Time To Go Patent Hunting…
According to a story in The Wall Street Journal, Raymond Stauffer was shopping at a New Jersey mall when he noticed something peculiar about the bow ties on display at Brooks Brothers: They were labeled with old patent numbers. Stauffer also happens to be a patent lawyer. He sued Brooks Brothers Inc. in federal court, claiming it broke the law by marking its adjustable bow ties with patents that expired in the 1950s.
Women Spend More Time Online
The New York Times reports that although women are still slightly in the minority among global Web users, they are closing ground with men and, once connected, spend about two more hours online a month on average. According to data from comScore, females exceed males particularly in communications, devoting about one-third of their online time to social networking, instant messaging and e-mail messages compared with about one-quarter for men.
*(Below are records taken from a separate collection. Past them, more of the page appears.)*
Issue #158, opened 2020-02-07
Speed up kernel build


rodrigosiqueira:
We should explore more techniques for make `kw build` more powerful. I think we could add support for ccache and maybe tmpfs. Follow some interesting links:
1. https://wiki.archlinux.org/index.php/Ccache
2. https://wiki.debian.org/sbuild#Using_.22ccache.22_with_sbuild
3. https://wiki.debian.org/sbuild#sbuild_overlays_in_tmpfs

joaoseckler:
Possible work breakdown for this issue:
- Provide these features as options in the configuration files;
- Implement setup scripts for ccache and tmpfs;
- Implement the logic for using ccache and tmpfs inside the build functionality of kw;

Benchmark the gain of speed considering different combinations would also be helpful.

isinyaaa:
> We should explore more techniques for make `kw build` more powerful. I think we could add support for ccache and maybe tmpfs. Follow some interesting links:
> 
> 1. https://wiki.archlinux.org/index.php/Ccache
> 2. https://wiki.debian.org/sbuild#Using_.22ccache.22_with_sbuild
> 3. https://wiki.debian.org/sbuild#sbuild_overlays_in_tmpfs

Apparently, distros that use `systemd` (most of them) already have `/tmp` as a [tmpfs by default](https://wiki.archlinux.org/title/Tmpfs#Disable_automatic_mount) (can check that using `findmnt /tmp`. What I think we can do, though, is provide some auto-tweaking options like runtime resizing with

```bash
# mount -o remount,size=$(newsize),noatime /tmp
```

We can also help users with a low memory budget by using [zram or zswap](https://wiki.archlinux.org/title/Improving_performance#zram_or_zswap) which is a lot faster than a normal disk, but still not as good as real memory.

isinyaaa:
> Possible work breakdown for this issue:
> 
> * Provide these features as options in the configuration files;

I agree with that, though it would also be interesting to have some sort of `auto` setting, as we can pretty easily check system specs and autoconfigure some stuff from the get-go.

> * Implement setup scripts for ccache and tmpfs;
> * Implement the logic for using ccache and tmpfs inside the build functionality of kw;

Agree.

> Benchmark the gain of speed considering different combinations would also be helpful.

We could maybe even provide statistics for the users at some point. I'm not sure whether the Pomodoro feature already has something like this, but those could be integrated in some fashion.

isinyaaa:
[...]

PR #543, opened 2022-01-16
Speed up kw kernel build

isinyaaa:
This PR addresses the main points of issue #158, but also some other features that were missing, like support for warnings and the LLVM toolchain.

### DIFF
--- a/documentation/dependencies/debian.dependencies
+++ b/documentation/dependencies/debian.dependencies
@@ -24,3 +24,4 @@ bc
 git-email
 sqlite3
 pv
+ccache
--- a/documentation/man/features/build.rst
+++ b/documentation/man/features/build.rst
@@ -11,6 +11,9 @@ SYNOPSIS
 | *kw* (*b* | *build*) [(-d | \--doc)] [\--alert=(s | v | (sv | vs) | n)]
 | *kw* (*b* | *build*) [(-c | \--cpu-scaling)] <percentage> [\--alert=(s | v | (sv | vs) | n)]
 | *kw* (*b* | *build*) [\--ccache] [\--alert=(s | v | (sv | vs) | n)]
+| *kw* (*b* | *build*) [(-w | \--warnings)] [warning-levels] [\--alert=(s | v | (sv | vs) | n)]
+| *kw* (*b* | *build*) [(-s | \--save-log-to)] <path> [\--alert=(s | v | (sv | vs) | n)]
+| *kw* (*b* | *build*) [\--llvm] [\--alert=(s | v | (sv | vs) | n)]
 
 DESCRIPTION
 ===========
@@ -50,6 +53,18 @@ OPTIONS
 \--ccache:
   This option allows the user to enable ``ccache`` usage during compilation
   tasks, which should improve compile times in subsequent compilations. 
+
+-w, \--warnings=(1 | 2 | 3 | 12 | 13 | 23 | 123):
+  This can be used to enable compilation warnings accordingly. Please check the
+  kernel's ``make help`` for more info.
+
+-s, \--save-log-to=path:
+  This option will save the full compilation log with the enabled warnings to
+  the specified path.
+
+\--llvm:
+  This option can be set to enable the usage of the LLVM toolchain during
+  compilation/linking tasks. It can be better for some applications.
 
 \--alert=(s | v | (sv | vs) | n):
   Defines the alert behaviour upon the command completion.
--- a/documentation/man/features/build.rst
+++ b/documentation/man/features/build.rst
@@ -9,6 +9,8 @@ SYNOPSIS
 | *kw* (*b* | *build*) [(-i | \--info)] [\--alert=(s | v | (sv | vs) | n)]
 | *kw* (*b* | *build*) [(-n | \--menu)] [\--alert=(s | v | (sv | vs) | n)]
 | *kw* (*b* | *build*) [(-d | \--doc)] [\--alert=(s | v | (sv | vs) | n)]
+| *kw* (*b* | *build*) [(-c | \--cpu-scaling)] <percentage> [\--alert=(s | v | (sv | vs) | n)]
+| *kw* (*b* | *build*) [\--ccache] [\--alert=(s | v | (sv | vs) | n)]
 
 DESCRIPTION
 ===========
@@ -40,6 +42,14 @@ OPTIONS
   The doc option provides a mechanism for building the kernel-doc; by default,
   it will build htmldocs. Users can change the default documentation output by
   changing the parameter *doc_type* in the **kworkflow.config** file.
+
+-c, \--cpu-scaling:
+  The cpu-scaling option lets the user set whichever usage they want from their
+  CPU, basically setting the ``-j`` flag accordingly.
+
+\--ccache:
+  This option allows the user to enable ``ccache`` usage during compilation
+  tasks, which should improve compile times in subsequent compilations. 
 
 \--alert=(s | v | (sv | vs) | n):
   Defines the alert behaviour upon the command completion.
--- a/etc/build_template.config
+++ b/etc/build_template.config
@@ -1,6 +1,12 @@
 # Specify the default architecture used by kw
 arch=x86_64
 
+# Specify what percentage of the CPU should be utilized when building
+cpu_scaling_factor=100
+
+# Enable compilation cache
+#enable_ccache=true
+
 # Use this flag as a way to indicate to kw the kernel image name. If this
 # option is not specified, kw will try to infer the correct file inside
 # arch/*/boot/.
--- a/etc/build_template.config
+++ b/etc/build_template.config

Women 45 and older exhibited the greatest growth in social networking.
$1 Billion Via Mobile Devices
According to paidcontent.org , Jeff Bezos is bullish on mobile, whether it’s Kindles, smartphones or what he calls the “new category” of wireless tablet computers. Why? Amazon customers spent more than $1 billion via mobile device in the past 12 months, including sales by Kindle, and Bezos used the Q2 earnings release to suggest that tablets “over time” could “become a meaningful additional driver for our business.”
Odd Job: Content Reviewer
According to The New York Times , Ricky Bess spends eight hours a day in front of a computer near Orlando, Fla., viewing some of the worst depravities harbored on the Internet. He has seen photographs of graphic gang killings, animal abuse and twisted forms of pornography. One recent sighting was a photo of two teenage boys gleefully pointing guns at another boy, who is crying. An Internet content reviewer, Bess sifts through photographs that people upload to a big social networking site and keeps the illicit material — and there is plenty of it — from being posted. His is an obscure job that is repeated thousands of times over, from office parks in suburban Florida to outsourcing hubs like the Philippines.
TimeSaver: LucyPhone
Waiting on hold stinks. Free service LucyPhone can listen to the hold music for you, then call you back when a real human picks up. Lifehacker says head to Lucyphone’s site, look up the number of the company you’re calling (or add it to their database), then hand over your own number
This Post Will Self Destruct In…
While reading Blood on the Street: The Sensational Inside Story of How Wall Street Analysts Duped a Generation of Investors , Joseph Collins had a unique thought reports DenverPost.com . “I was reading Charlie’s book and I thought it was very unfair that Eliot Spitzer could just walk into companies and demand their email,” Collins recalled. Spitzer was New York’s Attorney General when the Internet busted, and he exposed a steady stream of embarrassing emails from Wall Street cheats
Launch A New Product On Twitter
Until last year, NAP, Inc.’s best known product line was its Sleepy Wrap baby carrier. But when the company launched the Boba Baby Carrier last year, it focused its efforts on social media, especially Twitter, according to a story at Inc.com . Prior to that, we were just using traditional online and print advertising,” says Ashley Jewell, director of social media marketing for NAP.
Lawyers Are Using Social Media
According to Mashable.com , while most law firms, big and small, tend to err on the traditional side, social media has created new opportunities for attorneys to flourish as thought leaders and entrepreneurs. A recent survey from communications consultancy Greentarget notes that, “While the more traditional marketing channels for law firm credentialing continue to dominate … in-house attorneys now are using new media platforms to deepen their professional networks; to obtain their legal, business, and industry news and information; and to enrich their social and personal lives. Most importantly, they expect that trend to accelerate in the future.” But social media is still uncharted territory for many lawyers, particularly in big firms, said Rachel Zahorsky, a legal affairs reporter for the ABA Journal
Twingo!
Website Magazine takes a look at one of the most creative uses of Twitter we’ve seen yet, and how it landed 300,000 visitors onto the site of online footwear retailer SuperShoes.com in less than two hours. SuperShoes recently held the first-ever known games of Twitterbingo to promote its new Drag & Share feature, which it introduced as a way to integrate social media onto its e-commerce site. The Drag & Share feature prompts customers to drag an item from a product page and drop it and its corresponding link information onto a Twitter (or Facebook or e-mail) icon to initiate two-way communications between merchant and consumer (and consumer’s social networks). Modeled after the classic game, Twitterbingo took the new feature a step further by assigning hidden messages representing each of the five letters of “BINGO” to five predetermined products, and then dropped hints throughout the two one-hour games to help customers find the products they needed to earn letters
YouTube Wants You to Sit and Stay Awhile
Two weeks ago, YouTube celebrated when the number of videos viewed daily on its site reached two billion , a milestone. But according to The New York Times , it also used the occasion to express its envy of television’s continuing hold on viewers: “Although the average user spends 15 minutes a day on YouTube, that’s tiny compared to the five hours a day people spend watching TV,” the company observed on its blog.